First, the time course of the eye positions related to cues pointing to the beginning (first item) and to cues pointing to the end (fourth item) of the verbal WM sequence were compared using paired t tests. The aim of this analysis was to first establish a spatial modulation for the extremities of the WM sequence. An alpha level of 0.05 was applied throughout the analysis. To control for multiple comparisons across time points, statistical comparisons were conducted using a cluster-based permutation approach (following Maris & Oostenveld, 2007). The permutation testing proceeded in three steps. First, two-tailed paired t tests were applied to compare between eye position in the two cue conditions (i.e., beginning vs. end positions) at each time point. Subsequent time points reaching statistical significance were then temporally binned into clusters. These clusters were eventually compared against a permuted distribution. More precisely, the labels begin and end of the time courses were permuted (i.e., randomly shuffled without replacement), and paired t tests were applied at each time point of the permuted data. Temporal clusters of permuted data were then isolated. Following a conservative criterion, the largest cluster was selected, and its t values were summed over all the bins of the cluster. These permutations were repeated 1,000 times to yield a permuted distribution of the sums of the largest cluster t values. Statistical significance was inferred from the position of observed data (i.e., the sums of t values of each observed cluster) under the permuted distribution (i.e., sums of t values of the largest permuted clusters). The comparisons between conditions (begin vs. end) were statistically significant if the probability with which the observed data exceeded the significance threshold of the 95th percentile under the permuted distribution.

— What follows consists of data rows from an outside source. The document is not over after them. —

PR #165, opened 2026-04-10
Test plugin improvements

dplochcoder:
The `DynamicChoiceModel` class adds a lot of complexity that is not necessary now that `ListChoiceModel.UpdateValues()` exists (it's possible it didn't when this was first written).  Removing this class makes the menu logistics much easier to understand.

### DIFF
--- a/ItemChangerTesting/ItemChangerTestingPlugin.cs
+++ b/ItemChangerTesting/ItemChangerTestingPlugin.cs
@@ -1,5 +1,6 @@
 ﻿using BepInEx;
 using BepInEx.Configuration;
+using HutongGames.PlayMaker.Actions;
 using ItemChanger;
 using ItemChanger.Events;
 using ItemChanger.Silksong;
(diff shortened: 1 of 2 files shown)


ItemChangerTesting/ItemChangerTestingPlugin.cs
```diff
@@ -38,18 +40,27 @@ public AbstractMenuScreen BuildCustomMenu()
...
+            ListChoiceModel<Test> model = new([.. Test.TestGroups[cfgTestFolder.Value]])
+            {
+                DisplayFn = (_, t) => t.GetMetadata().MenuName
+            };
             DynamicDescriptionChoiceElement<Test> testSelector = new("Test", model, "The test to launch.", t => t.GetMetadata().MenuDescription);
 
             TextButton run = new("Erase save slot and launch test.");
             run.OnSubmit += Run;
+
+            TextButton testMethods = new("Test Methods");
```
homothetyhk: Could we make it so that this button only appears outside of menu title? Maybe even in place of the test selector menu.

Second, we included also the middle positions to test for linear effect of cued WM position on eye position using regression analysis (following Lorch & Myers, 1990). The presence of a linear effect in the eye position would indicate that search through serially stored items in verbal WM progresses in a left-to-right fashion. For each participant, eye position was aggregated across the significant time points obtained from the comparison between the beginning and end positions in the sequence. These aggregated eye position data were then regressed onto WM position (i.e., 1 through 4). The resulting slopes were tested for a significant increase, indicating a left-to-right modulation, by using a one-tailed one-sample t test.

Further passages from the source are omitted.